- Your assignment
From the first line to the last, retype the data below exactly.

Task input: Begin

PR #6122, opened 2022-06-02
[M1] Install "jpeg<=9b" rather than OpenJpeg

malfet:


albanD (approved):
SGTM

datumbox:
@malfet Thanks for the PR. Could you clarify why we require the version to be less than 9b? The old pinning issue was fixed at #4439.

PR #6128, opened 2022-06-03
Closing streams to avoid testing issues

VitalyFedyunin:
Stack from [ghstack](https://github.com/ezyang/ghstack) (oldest at bottom):
* __->__ #6128

GC workaround is not working inside of test environments as they are keeping references to FH. So we have to close FH manually.


VitalyFedyunin:
Rebased, would be nice to land to clean torchdata's dependency tests.

test/test_prototype_datasets_builtin.py
```diff
@@ -78,23 +79,33 @@ def test_sample(self, dataset_mock, config):
...
         if vanilla_tensors:
             raise AssertionError(
                 f"The values of key(s) "
                 f"{sequence_to_str(sorted(vanilla_tensors), separate_last='and ')} contained vanilla tensors."
             )
 
+        list(iterator)  # Cleanups and closing streams in buffers
+
+        if len(StreamWrapper.session_streams) > 0:
+            raise Exception(StreamWrapper.session_streams)
```
pmeier, line 107: Could you explain what this does? Is `StreamWrapper.session_streams` just a counter for open streams? If yes, why are we only testing this here and not in the other tests? If this is something we should check in general, we can use a decorator like

```py
def check_unclosed_streams(test_fn):
    @functools.wraps(test_fn)
    def wrapper(*args, **kwargs):
        if len(StreamWrapper.session_streams) > 0:
            raise pytest.UsageError("Some previous test didn't clean up")
        
        test_fn(*args, **kwargs)
        
        if len(StreamWrapper.session_streams) > 0:
            raise Assertion("This test didn't clean up")
        
    return wrapper
```

pmeier (commented):
Thanks for the effort @VitalyFedyunin! I left some questions and suggestions inline.

pmeier:
> If we have reached consensus on everything, I can take over and implement it if you want me to.

@VitalyFedyunin In #6647 I redid this PR with all my suggested changes. We can take the discussion there if you want.

pmeier:
Superseded by #6647.

PR #6129, opened 2022-06-03
explain version tagging procedure

PieterBlomme:
I've had to build custom wheels of both torch and torchvision for Jetson.   Since we use the Poetry dependency resolver (rather than requirements.txt of setup.py) I had to ensure that torchvision is linked to the correct pre-compiled version of torch.  

After some digging, I found that there are environment variables to do this, but the process is not well-documented.  I would propose to add this to the README.  Initial proposal below.

### DIFF
--- a/README.rst
+++ b/README.rst
@@ -94,6 +94,26 @@ By default, GPU support is built if CUDA is found and ``torch.cuda.is_available(
 It's possible to force building GPU support by setting ``FORCE_CUDA=1`` environment variable,
 which is useful when building a docker image.
 
+Building custom wheels
+======================
+
+When running on custom hardware (eg. Jetson), you may want to build your own wheels.  If so,
+you should make sure that your torchvision wheel has a dependency on the correct custom torch
+version.  
+For eg. the `Poetry dependency resolver <https://python-poetry.org/>`_ this seems to be a 
+requirement to make torch installations work.  
+
+Proper version tagging can be achieved with the following procedure (example here for +cu113 tag)
+
+.. code:: bash
+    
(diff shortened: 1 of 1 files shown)


vfdev-5:
@PieterBlomme thanks for the PR. A question when you are building torchvision from source against a stable pytorch (e.g. 1.11.0) without specifying env vars, do checkout [v0.12.0 tag](https://github.com/pytorch/vision/tree/v0.12.0) ?

PieterBlomme:
Both for torch and torchvision we are checking out the branch, not a tag.  Is it recommended to use the tags?

eg for torch:
`git clone --recursive --branch v1.10.0 http://github.com/pytorch/pytorch`
and torchvision:
`git clone -b release/0.10 https://github.com/pytorch/vision /torchvision`

README.rst
```diff
@@ -94,6 +94,26 @@ By default, GPU support is built if CUDA is found and ``torch.cuda.is_available(
 It's possible to force building GPU support by setting ``FORCE_CUDA=1`` environment variable,
 which is useful when building a docker image.
 
+Building custom wheels
```
NicolasHug, line 97: The info below is very nice, and is only related to building wheels and packaging. So a more appropriate place would probably be `packaging/README.md`.

NicolasHug (commented):
Thanks for the PR @PieterBlomme,

This is documenting env vars that are being used in our packaging scripts. These are maintained by our releng team. @malfet @atalman @seemethere  could you please advise whether the instructions below are reasonable, and whether we should expect these variables to continue working in the future?

Issue #6126, opened 2022-06-02
Add title to the tables in the `Models and Pretrained Weights` section of torchvision documentation.


abhi-glitchhg:
### 🚀 The feature

Currently, there is no title to the tables in the `Models and Pretrained Weights` section.  

[click here](https://output.circle-artifacts.com/output/job/a621d2f7-44c0-4929-af91-e82b10c81671/artifacts/0/docs/generated/detection_table.html?highlight=fcos_resnet50) to open docs .

![image](https://user-images.githubusercontent.com/72816663/171637097-380e04fc-0845-498d-b039-31957b086b7c.png)

As you can see `Docs <no title>`, doesn't look nice. Also, adding the titles will also help users in searching the tables and other details effectively.

same goes for [classification models table](https://output.circle-artifacts.com/output/job/08b9abf5-3ad4-4093-802c-0d84a238dce2/artifacts/0/docs/generated/classification_table.html?highlight=regnet_x_400mf_weights%20imagenet1k_v2), [segmentation models table](https://output.circle-artifacts.com/output/job/08b9abf5-3ad4-4093-802c-0d84a238dce2/artifacts/0/docs/generated/segmentation_table.html?highlight=deeplabv3_resnet101_weights%20coco_with_voc_labels_v1), [quantized model table](https://output.circle-artifacts.com/output/job/08b9abf5-3ad4-4093-802c-0d84a238dce2/artifacts/0/docs/generated/classification_quant_table.html?highlight=googlenet_quantizedweights%20imagenet1k_fbgemm_v1) :)

### Motivation, pitch

Enhance the searching experience for the users?

PR #6131, opened 2022-06-06
Add names to weight tables

NicolasHug:
Attempt at https://github.com/pytorch/vision/issues/6126

### DIFF
--- a/docs/source/conf.py
+++ b/docs/source/conf.py
@@ -400,7 +400,7 @@ def generate_weights_table(module, table_name, metrics, dataset, include_pattern
     generated_dir.mkdir(exist_ok=True)
     with open(generated_dir / f"{table_name}_table.rst", "w+") as table_file:
         table_file.write(".. rst-class:: table-weights\n")  # Custom CSS class, see custom_torchvision.css
-        table_file.write(".. table::\n")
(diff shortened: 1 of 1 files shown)


datumbox:
The problem [seems](https://output.circle-artifacts.com/output/job/7b6b4830-2038-441f-92ba-1c9f6be1e04c/artifacts/0/docs/generated/detection_table.html) to persist :(

oke-aditya:
Any idea @abhi-glitchhg ?

abhi-glitchhg:
Not an expert in this domain, but I would like to drop some thoughts; I might be wrong here.

I feel that we should add the subtitles according to the [rst file format](https://thomas-cokelaer.info/tutorials/sphinx/rest_syntax.html#headings). That might help in this case.

So that change should be like 

`               table_file.write(f".. table:: {table_name}\n")`
`                table_file.write(f".. table:: {len(table_name)*'#'}")`

And above lines should be written at the start of the rst file before writing the tables into the rst file.
What do you think? Does this approach make sense? @oke-aditya, @datumbox  lemme know your thoughts , :relaxed: 



I couldn't verify this on my local machine as weight tables are not generated with `make html-noplot` :(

Task input: End

- Response area
PR #6122, opened 2022-06-02
[M1] Install "jpeg<=9b" rather than OpenJpeg

malfet:


albanD (approved):
SGTM

datumbox:
@malfet Thanks for the PR. Could you clarify why we require the version to be less than 9b? The old pinning issue was fixed at #4439.

PR #6128, opened 2022-06-03
Closing streams to avoid testing issues

VitalyFedyunin:
Stack from [ghstack](https://github.com/ezyang/ghstack) (oldest at bottom):
* __->__ #6128

GC workaround is not working inside of test environments as they are keeping references to FH. So we have to close FH manually.


VitalyFedyunin:
Rebased, would be nice to land to clean torchdata's dependency tests.

test/test_prototype_datasets_builtin.py
```diff
@@ -78,23 +79,33 @@ def test_sample(self, dataset_mock, config):
...
         if vanilla_tensors:
             raise AssertionError(
                 f"The values of key(s) "
                 f"{sequence_to_str(sorted(vanilla_tensors), separate_last='and ')} contained vanilla tensors."
             )
 
+        list(iterator)  # Cleanups and closing streams in buffers
+
+        if len(StreamWrapper.session_streams) > 0:
+            raise Exception(StreamWrapper.session_streams)
```
pmeier, line 107: Could you explain what this does? Is `StreamWrapper.session_streams` just a counter for open streams? If yes, why are we only testing this here and not in the other tests? If this is something we should check in general, we can use a decorator like

```py
def check_unclosed_streams(test_fn):
    @functools.wraps(test_fn)
    def wrapper(*args, **kwargs):
        if len(StreamWrapper.session_streams) > 0:
            raise pytest.UsageError("Some previous test didn't clean up")
        
        test_fn(*args, **kwargs)
        
        if len(StreamWrapper.session_streams) > 0:
            raise Assertion("This test didn't clean up")
        
    return wrapper
```

pmeier (commented):
Thanks for the effort @VitalyFedyunin! I left some questions and suggestions inline.

pmeier:
> If we have reached consensus on everything, I can take over and implement it if you want me to.

@VitalyFedyunin In #6647 I redid this PR with all my suggested changes. We can take the discussion there if you want.

pmeier:
Superseded by #6647.

PR #6129, opened 2022-06-03
explain version tagging procedure

PieterBlomme:
I've had to build custom wheels of both torch and torchvision for Jetson.   Since we use the Poetry dependency resolver (rather than requirements.txt of setup.py) I had to ensure that torchvision is linked to the correct pre-compiled version of torch.  

After some digging, I found that there are environment variables to do this, but the process is not well-documented.  I would propose to add this to the README.  Initial proposal below.

### DIFF
--- a/README.rst
+++ b/README.rst
@@ -94,6 +94,26 @@ By default, GPU support is built if CUDA is found and ``torch.cuda.is_available(
 It's possible to force building GPU support by setting ``FORCE_CUDA=1`` environment variable,
 which is useful when building a docker image.
 
+Building custom wheels
+======================
+
+When running on custom hardware (eg. Jetson), you may want to build your own wheels.  If so,
+you should make sure that your torchvision wheel has a dependency on the correct custom torch
+version.  
+For eg. the `Poetry dependency resolver <https://python-poetry.org/>`_ this seems to be a 
+requirement to make torch installations work.  
+
+Proper version tagging can be achieved with the following procedure (example here for +cu113 tag)
+
+.. code:: bash
+    
(diff shortened: 1 of 1 files shown)


vfdev-5:
@PieterBlomme thanks for the PR. A question when you are building torchvision from source against a stable pytorch (e.g. 1.11.0) without specifying env vars, do checkout [v0.12.0 tag](https://github.com/pytorch/vision/tree/v0.12.0) ?

PieterBlomme:
Both for torch and torchvision we are checking out the branch, not a tag.  Is it recommended to use the tags?

eg for torch:
`git clone --recursive --branch v1.10.0 http://github.com/pytorch/pytorch`
and torchvision:
`git clone -b release/0.10 https://github.com/pytorch/vision /torchvision`

README.rst
```diff
@@ -94,6 +94,26 @@ By default, GPU support is built if CUDA is found and ``torch.cuda.is_available(
 It's possible to force building GPU support by setting ``FORCE_CUDA=1`` environment variable,
 which is useful when building a docker image.
 
+Building custom wheels
```
NicolasHug, line 97: The info below is very nice, and is only related to building wheels and packaging. So a more appropriate place would probably be `packaging/README.md`.

NicolasHug (commented):
Thanks for the PR @PieterBlomme,

This is documenting env vars that are being used in our packaging scripts. These are maintained by our releng team. @malfet @atalman @seemethere  could you please advise whether the instructions below are reasonable, and whether we should expect these variables to continue working in the future?

Issue #6126, opened 2022-06-02
Add title to the tables in the `Models and Pretrained Weights` section of torchvision documentation.


abhi-glitchhg:
### 🚀 The feature

Currently, there is no title to the tables in the `Models and Pretrained Weights` section.  

[click here](https://output.circle-artifacts.com/output/job/a621d2f7-44c0-4929-af91-e82b10c81671/artifacts/0/docs/generated/detection_table.html?highlight=fcos_resnet50) to open docs .

![image](https://user-images.githubusercontent.com/72816663/171637097-380e04fc-0845-498d-b039-31957b086b7c.png)

As you can see `Docs <no title>`, doesn't look nice. Also, adding the titles will also help users in searching the tables and other details effectively.

same goes for [classification models table](https://output.circle-artifacts.com/output/job/08b9abf5-3ad4-4093-802c-0d84a238dce2/artifacts/0/docs/generated/classification_table.html?highlight=regnet_x_400mf_weights%20imagenet1k_v2), [segmentation models table](https://output.circle-artifacts.com/output/job/08b9abf5-3ad4-4093-802c-0d84a238dce2/artifacts/0/docs/generated/segmentation_table.html?highlight=deeplabv3_resnet101_weights%20coco_with_voc_labels_v1), [quantized model table](https://output.circle-artifacts.com/output/job/08b9abf5-3ad4-4093-802c-0d84a238dce2/artifacts/0/docs/generated/classification_quant_table.html?highlight=googlenet_quantizedweights%20imagenet1k_fbgemm_v1) :)

### Motivation, pitch

Enhance the searching experience for the users?

PR #6131, opened 2022-06-06
Add names to weight tables

NicolasHug:
Attempt at https://github.com/pytorch/vision/issues/6126

### DIFF
--- a/docs/source/conf.py
+++ b/docs/source/conf.py
@@ -400,7 +400,7 @@ def generate_weights_table(module, table_name, metrics, dataset, include_pattern
     generated_dir.mkdir(exist_ok=True)
     with open(generated_dir / f"{table_name}_table.rst", "w+") as table_file:
         table_file.write(".. rst-class:: table-weights\n")  # Custom CSS class, see custom_torchvision.css
-        table_file.write(".. table::\n")
(diff shortened: 1 of 1 files shown)


datumbox:
The problem [seems](https://output.circle-artifacts.com/output/job/7b6b4830-2038-441f-92ba-1c9f6be1e04c/artifacts/0/docs/generated/detection_table.html) to persist :(

oke-aditya:
Any idea @abhi-glitchhg ?

abhi-glitchhg:
Not an expert in this domain, but I would like to drop some thoughts; I might be wrong here.

I feel that we should add the subtitles according to the [rst file format](https://thomas-cokelaer.info/tutorials/sphinx/rest_syntax.html#headings). That might help in this case.

So that change should be like 

`               table_file.write(f".. table:: {table_name}\n")`
`                table_file.write(f".. table:: {len(table_name)*'#'}")`

And above lines should be written at the start of the rst file before writing the tables into the rst file.
What do you think? Does this approach make sense? @oke-aditya, @datumbox  lemme know your thoughts , :relaxed: 



I couldn't verify this on my local machine as weight tables are not generated with `make html-noplot` :(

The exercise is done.